If you examine the function, you will see that the _partNumber instance variable is being initialized, and then a continuation is being generated.  Ignoring the issue of continuation management (I’ll get into that in a later posting), you should note two key points;

• A unique name is being generated for the continuation that couples action, state, and identity together.  In this example, we’re fundamentally associating the continuation with the response to a stock check request for a specific part number.
• The delegate itself is an instance method of a StockCheckRequest instance.  This is a key element because the serialization mechanism for a delegate will automatically serialize the instance of a class that the delegate is bound to, provided that the delegate is bound to an instance member function of the class, and the class itself is serializable.  You’ll note that the StockCheckRequest class is marked as serializable, and that the bound member function, CheckCompleted, is in fact an instance member function.

The product of these two points is that, when deserialized, the delegate will point to the reconstructed instance of the class, i.e. any information that has been stored in instance member variables that was serializable will be restored to its original form..

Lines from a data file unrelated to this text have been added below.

PR #8504, opened 2018-01-30
Orchestrated final publish; CLI:master

ghost:
Reference: https://github.com/dotnet/core-eng/issues/2407

### DIFF
--- a/build/Publish.targets
+++ b/build/Publish.targets
@@ -84,7 +84,7 @@
                     ManifestBuildId="$(FullNugetVersion)"
                     ManifestCommit="$(CommitHash)"
                     ManifestName="$(BuildName)"
-                    ManifestBuildData="$(Product)=$(FullNugetVersion)"
+                    ManifestBuildData="ProductVersion=$(FullNugetVersion)"
                     Overwrite="false" 
                     PublishFlatContainer="true" 
                     SkipCreateManifest="$(IsNotOrchestratedPublish)" />
--- a/build/Publish.targets
+++ b/build/Publish.targets
@@ -84,6 +84,7 @@
                     ManifestBuildId="$(FullNugetVersion)"
                     ManifestCommit="$(CommitHash)"
                     ManifestName="$(BuildName)"
+                    ManifestBuildData="$(Product)=$(FullNugetVersion)"
                     Overwrite="false" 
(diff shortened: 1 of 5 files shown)


johnbeisner:
@dagood 
Please take a look at this please.

build/Publish.targets
```diff
@@ -84,6 +84,7 @@
                     ManifestBuildId="$(FullNugetVersion)"
                     ManifestCommit="$(CommitHash)"
                     ManifestName="$(BuildName)"
+                    ManifestBuildData="$(Product)=$(FullNugetVersion)"
```
dagood: These should just be `"ProductVersion=$(FullNugetVersion)"`.

The final publish step actually looks for the build name `cli`, grabs the `ProductVersion` it specifies, and knows that `SDK` is the right product name for `cli`. (I didn't think it was worthwhile to make it more dynamic than that.)

johnbeisner: What is the difference between "ManifestBuildId" vs. "ProductVersion"? Is it just happenstance that this is the same value in the CLI?

dagood: Yep, usually BuildId is something like 20180102-03, but it's up to you what makes sense to see for it in the manifest. ProductVersion must be that second virtual dir segment.

You can actually remove ManifestBuildId now that ProductVersion will carry the info.

I could have changed Core-Setup and ASP.NET to pass in their product version as BuildId and called it done, but that would overload the BuildId term which is already pretty well-known in Core repos IMO. I also didn't want to get *too* specialized for each repo by grabbing BuildId for CLI and ProductVersion for core-setup and aspnet.

dagood (approved):
LGTM, up to you if you want to remove ManifestBuildId.

johnbeisner:
@dagood 
"up to you if you want to remove ManifestBuildId" - why would I remove it? Is it not necessary anymore?

dagood:
Correct, `ManifestBuildId` is just informational, and since the information will be passed in `ProductVersion` you don't need to also pass it using `ManifestBuildId`. (But it also doesn't hurt anything to pass it in both ways.)

dagood:
@johnbeisner When will this change be in the 2.1 prodcon builds (release/2.1.3xx)?

/cc @MichaelSimons

Issue #8421, opened 2018-01-18
Change the name of NETCorePlatformsImplicitPackageVersion


wli3:
to bundled

- [x] change on SDK
- [x] change on CLI

wli3:
@nguerrera

nguerrera:
Thanks

PR #8538, opened 2018-02-05
Update SDK version and Rename to BundledNETCorePlatformsPackageVersion

wli3:
This is a continuation of https://github.com/dotnet/sdk/pull/1928 and https://github.com/dotnet/cli/issues/8421

I need to update the sdk version (has the renaming change) and rename it on CLI side in one PR

### DIFF
--- a/build/MSBuildExtensions.targets
+++ b/build/MSBuildExtensions.targets
@@ -97,23 +97,25 @@
       of our build against Microsoft.NETCore.App to find the correct NETStandard.Library version
     -->
     <ItemGroup>
-      <_NETStandardLibraryVersions Include="@(PackageDefinitions->'%(Version)')"
+      <_NETStandardLibraryPackageVersions Include="@(PackageDefinitions->'%(Version)')"
                                    Condition="%(PackageDefinitions.Name) == 'NetStandard.Library'" />
-      <_NETCorePlatformsImplicitPackageVersion Include="@(PackageDefinitions->'%(Version)')"
+      <_NETCorePlatformsPackageVersions Include="@(PackageDefinitions->'%(Version)')"
                                    Condition="%(PackageDefinitions.Name) == 'Microsoft.NETCore.Platforms'" />
     </ItemGroup>
 
-    <Error Condition="@(_NETStandardLibraryVersions->Distinct()->Count()) != 1"
+    <Error Condition="@(_NETStandardLibraryPackageVersions->Distinct()->Count()) != 1"
            Text="Failed to determine the NETStandard.Library version pulled in Microsoft.NETCore.App" />
+    <Error Condition="@(_NETCorePlatformsPackageVersions->Distinct()->Count()) != 1"
+           Text="Failed to determine the Microsoft.NETCore.Platforms version pulled in Microsoft.NETCore.App" />
 
     <PropertyGroup>
       <_NETCoreAppPackageVersion>$(MicrosoftNETCoreAppPackageVersion)</_NETCoreAppPackageVersion>
-      <_NETStandardPackageVersion>@(_NETStandardLibraryVersions->Distinct())</_NETStandardPackageVersion>
-      <_NETCorePlatformsImplicitPackageVersion>@(_NETCorePlatformsImplicitPackageVersion->Distinct())</_NETCorePlatformsImplicitPackageVersion>
+      <_NETStandardLibraryPackageVersion>@(_NETStandardLibraryPackageVersions->Distinct())</_NETStandardLibraryPackageVersion>
+      <_NETCorePlatformsPackageVersion>@(_NETCorePlatformsPackageVersions->Distinct())</_NETCorePlatformsPackageVersion>
 
       <!-- Use only major and minor in target framework version -->
       <_NETCoreAppTargetFrameworkVersion>$(_NETCoreAppPackageVersion.Split('.')[0]).$(_NETCoreAppPackageVersion.Split('.')[1])</_NETCoreAppTargetFrameworkVersion>
-      <_NETStandardTargetFrameworkVersion>$(_NETStandardPackageVersion.Split('.')[0]).$(_NETStandardPackageVersion.Split('.')[1])</_NETStandardTargetFrameworkVersion>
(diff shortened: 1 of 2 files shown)


build/MSBuildExtensions.targets
```diff
@@ -99,7 +99,7 @@
     <ItemGroup>
       <_NETStandardLibraryVersions Include="@(PackageDefinitions->'%(Version)')"
                                    Condition="%(PackageDefinitions.Name) == 'NetStandard.Library'" />
-      <_NETCorePlatformsImplicitPackageVersion Include="@(PackageDefinitions->'%(Version)')"
+      <_BundledNETCorePlatformsVersion Include="@(PackageDefinitions->'%(Version)')"
```
nguerrera: Suggest that same naming convention as nearby: _NETCorePlatformsVersions

build/MSBuildExtensions.targets
```diff
@@ -109,7 +109,7 @@
     <PropertyGroup>
       <_NETCoreAppPackageVersion>$(MicrosoftNETCoreAppPackageVersion)</_NETCoreAppPackageVersion>
       <_NETStandardPackageVersion>@(_NETStandardLibraryVersions->Distinct())</_NETStandardPackageVersion>
-      <_NETCorePlatformsImplicitPackageVersion>@(_NETCorePlatformsImplicitPackageVersion->Distinct())</_NETCorePlatformsImplicitPackageVersion>
+      <_BundledNETCorePlatformsVersion>@(_BundledNETCorePlatformsVersion->Distinct())</_BundledNETCorePlatformsVersion>
```
nguerrera: Ditto: _NETCorePlatformsPackageVersion

build/MSBuildExtensions.targets
wli3: Sorry I was not careful of the naming pattern. I corrected it. It should be good now. However, I realize I am missing "Package" in "BundledNETCorePlatformsPackageVersion" so I need to sync up in SDK. Here is the SDK change https://github.com/dotnet/sdk/pull/1935/files

Once, there is a SDK build, I will remove the WIP and update the SDK version

wli3: There is a pattern of XLibraryVersions -> XPackageVersion -> BundledXPackageVersion

I think I caught all of them

build/MSBuildExtensions.targets
```diff
@@ -99,7 +99,7 @@
     <ItemGroup>
       <_NETStandardLibraryVersions Include="@(PackageDefinitions->'%(Version)')"
                                    Condition="%(PackageDefinitions.Name) == 'NetStandard.Library'" />
-      <_NETCorePlatformsImplicitPackageVersion Include="@(PackageDefinitions->'%(Version)')"
+      <_NETCorePlatformsLibraryVersions Include="@(PackageDefinitions->'%(Version)')"
```
nguerrera: Library was part of the package name for the other one.

wli3: But there is the following `<_NETStandardPackageVersion>@(_NETStandardLibraryVersions->Distinct())</_NETStandardPackageVersion>`

wli3: I am lost, if you vote for _NETCorePlatformsLibraryVersion**s**  -> _NETCorePlatformsPackageVersion**s** i will just go this way, both way make sense

nguerrera: OK, we were already inconsistent, but we should fix it.

NETStandard.**Library** -> _NETStandard**Library**PackageVersion**s**
(Microsoft.)NETCore.Platforms -> _NETCorePlatformsPackageVersion**s**

We were missing "Package" in the singular case. Library was not a synonym for package, it was coming from the package name.

build/MSBuildExtensions.targets
```diff
@@ -99,7 +99,7 @@
...
                                    Condition="%(PackageDefinitions.Name) == 'Microsoft.NETCore.Platforms'" />
     </ItemGroup>
```
nguerrera: Below here: https://github.com/dotnet/cli/blob/02a98d4e63e02928b8d359e4a0fff7d78530b67f/build/MSBuildExtensions.targets#L106-L107

There should also be an error if we do not find exactly one version of Microsoft.NETCore.Platforms

build/MSBuildExtensions.targets
```diff
@@ -133,8 +135,8 @@ Copyright (c) .NET Foundation. All rights reserved.
     <BundledNETCoreAppTargetFrameworkVersion>$(_NETCoreAppTargetFrameworkVersion)</BundledNETCoreAppTargetFrameworkVersion>
     <BundledNETCoreAppPackageVersion>$(_NETCoreAppPackageVersion)</BundledNETCoreAppPackageVersion>
     <BundledNETStandardTargetFrameworkVersion>$(_NETStandardTargetFrameworkVersion)</BundledNETStandardTargetFrameworkVersion>
-    <BundledNETStandardPackageVersion>$(_NETStandardPackageVersion)</BundledNETStandardPackageVersion>
-    <NETCorePlatformsImplicitPackageVersion>$(_NETCorePlatformsImplicitPackageVersion)</NETCorePlatformsImplicitPackageVersion>
+    <BundledNETStandardPackageVersion>$(_NETStandardLibraryPackageVersion)</BundledNETStandardPackageVersion>
```
wli3: I don't think we should unify the convention here, or it will be a breaking change. It should be BundledNETStandard**Library**PackageVersion instead of BundledNETStandardPackageVersion

nguerrera: Good point.

build/MSBuildExtensions.targets
wli3: Fixed

build/MSBuildExtensions.targets
wli3: I see, I corrected _NETStandardLibraryPackageVersions as well. However there is BundledNETStandardPackageVersion (no _Library_) below, i won't change it since it will introduce a breaking change.

wli3:
cc @nguerrera  I update the SDK version (that has the match property name) and removed the WIP. I will merge once CI finish

PR #852, opened 2023-01-20
Hotfix/asset delivery

pereirinha:


ui-definitions/settings-video.php
```diff
@@ -35,13 +37,23 @@
...
 						'cloudinary'
 					),
-					'description'        => __( 'Optimize and deliver videos on my site.', 'cloudinary' ),
+					'description'        => __( 'Sync and deliver videos from Cloudinary.', 'cloudinary' ),
 					'default'            => 'on',
 					'attributes'         => array(
-						'data-context' => 'image',
+						'data-context' => 'video',
+					),
+					'disabled'           => ! get_plugin_instance()->get_component( 'storage' )->is_local_full(),
```
DavidCramer, line 48: @pereirinha - If you place this in a callback, then in the component, you call it then, the settings API will be available.

DavidCramer (approved):
@pereirinha - This is cool. Just left a single suggestion. Can use it or not.

ui-definitions/settings-video.php
pereirinha: @DavidCramer 

I moved the approach to the suggested one.
Mind circling back?

PR #854, opened 2023-01-27
Do not escape the URL. We built it

pereirinha:


DavidCramer (approved):
@pereirinha - good catch

PR #859, opened 2023-02-09
Fix import assets without delivery

pereirinha:


DavidCramer (approved):
@pereirinha - It appears to be working as expected.

PR #875, opened 2023-04-11
Allow saving empty string on saving term freeform transformation

pereirinha:


DavidCramer (approved):
@pereirinha Good catch.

At this point, given that the continuation manager instance and all the continuations it maps are serializable (they are), if this were serialized to persistent storage,  the program could terminate, and resume at some later point, deserializing the persisted continuation manager and the continuations it contains.  If you then received a message back from the stock checking system about the amount of stock on hand, you could generate the name of the associated continuation, and resume operation.

In the next posting I will focus on the resumption of a continuation, which involves the identification of a specific continuation and the invocation of the Resume method shown in the class above.  In this manner, a program can

1. Run to a certain point
2. Establish a continuation
3. Persist the continuation
4. Terminate
5. Restart
6. Resurrect the continuation
7. Resume operation at the point marked by the continuation.

This isn’t to say that a program has to follow these steps, i.e. terminating between the persistence and resurrection of a continuation, and it certainly doesn’t limit programs to a single continuation, it only illustrates that continuations effectively detach the logical flow of control from the executing process and thread.  A completely different machine can resurrect a persisted continuation, and the flow of control will move forward as it had never been halted at all.